§ Brief
A faithful, complete transcription of the listing is required.

******

PR #4817, opened 2024-08-13
chore: add logic to handle serialize image pulls for custom kubelet config

anujmaheshwari1:
This PR adds logic to update AKS Kubelet Config datamodel to include SerializeImagePulls, taken from: https://github.com/kubernetes/kubernetes/blob/5fdab96c6cd7a3f9c179725476c6933757aea2ba/staging/src/k8s.io/kubelet/config/v1beta1/types.go#L489C2-L495C66

This will ensure that when custom kubelet config is specified for k8s 1.31 and above, serialize-image-pulls value is also set in the config file along with other parameters.

**What type of PR is this?**

Fixes #

**Requirements**:

- [ ] includes documentation
- [ ] adds unit tests

**Release note**:

```
none
```


Devinwong (approved):

pkg/agent/utils.go
```diff
@@ -465,6 +465,13 @@ func getAKSKubeletConfiguration(kc map[string]string) *datamodel.AKSKubeletConfi
 		ResolverConfig:                 kc["--resolv-conf"],
 		ContainerLogMaxSize:            kc["--container-log-max-size"],
 	}
+
+	// Serialize Image Pulls will only be set for k8s >= 1.31, currently RP doesnt pass this flag
+	// It will starting with k8s 1.31
+	if value, exists := kc["--serialize-image-pulls"]; exists {
+		kubeletConfig.SerializeImagePulls = strToBoolPtr(value)
```
cameronmeissner, line 472: did we also wanna add a UT for this?

pkg/agent/datamodel/types.go
```diff
@@ -2088,6 +2088,13 @@ type AKSKubeletConfiguration struct {
 	Default: []
 	+optional. */
 	AllowedUnsafeSysctls []string `json:"allowedUnsafeSysctls,omitempty"`
+	// serializeImagePulls when enabled, tells the Kubelet to pull images one
```
djsly, line 2091: by default parallel pull is used ?

djsly (approved):

pkg/agent/datamodel/types.go
anujmaheshwari1: by default, serial pull is used.

pkg/agent/utils.go
anujmaheshwari1: with the original change I had, this was already UTed, but since I reverted it, added UTs specifically for this now

cameronmeissner (approved):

******

§ Written answer
PR #4817, opened 2024-08-13
chore: add logic to handle serialize image pulls for custom kubelet config

anujmaheshwari1:
This PR adds logic to update AKS Kubelet Config datamodel to include SerializeImagePulls, taken from: https://github.com/kubernetes/kubernetes/blob/5fdab96c6cd7a3f9c179725476c6933757aea2ba/staging/src/k8s.io/kubelet/config/v1beta1/types.go#L489C2-L495C66

This will ensure that when custom kubelet config is specified for k8s 1.31 and above, serialize-image-pulls value is also set in the config file along with other parameters.

**What type of PR is this?**

Fixes #

**Requirements**:

- [ ] includes documentation
- [ ] adds unit tests

**Release note**:

```
none
```


Devinwong (approved):

pkg/agent/utils.go
```diff
@@ -465,6 +465,13 @@ func getAKSKubeletConfiguration(kc map[string]string) *datamodel.AKSKubeletConfi
 		ResolverConfig:                 kc["--resolv-conf"],
 		ContainerLogMaxSize:            kc["--container-log-max-size"],
 	}
+
+	// Serialize Image Pulls will only be set for k8s >= 1.31, currently RP doesnt pass this flag
+	// It will starting with k8s 1.31
+	if value, exists := kc["--serialize-image-pulls"]; exists {
+		kubeletConfig.SerializeImagePulls = strToBoolPtr(value)
```
cameronmeissner, line 472: did we also wanna add a UT for this?

pkg/agent/datamodel/types.go
```diff
@@ -2088,6 +2088,13 @@ type AKSKubeletConfiguration struct {
 	Default: []
 	+optional. */
 	AllowedUnsafeSysctls []string `json:"allowedUnsafeSysctls,omitempty"`
+	// serializeImagePulls when enabled, tells the Kubelet to pull images one
```
djsly, line 2091: by default parallel pull is used ?

djsly (approved):

pkg/agent/datamodel/types.go
anujmaheshwari1: by default, serial pull is used.

pkg/agent/utils.go
anujmaheshwari1: with the original change I had, this was already UTed, but since I reverted it, added UTs specifically for this now

cameronmeissner (approved):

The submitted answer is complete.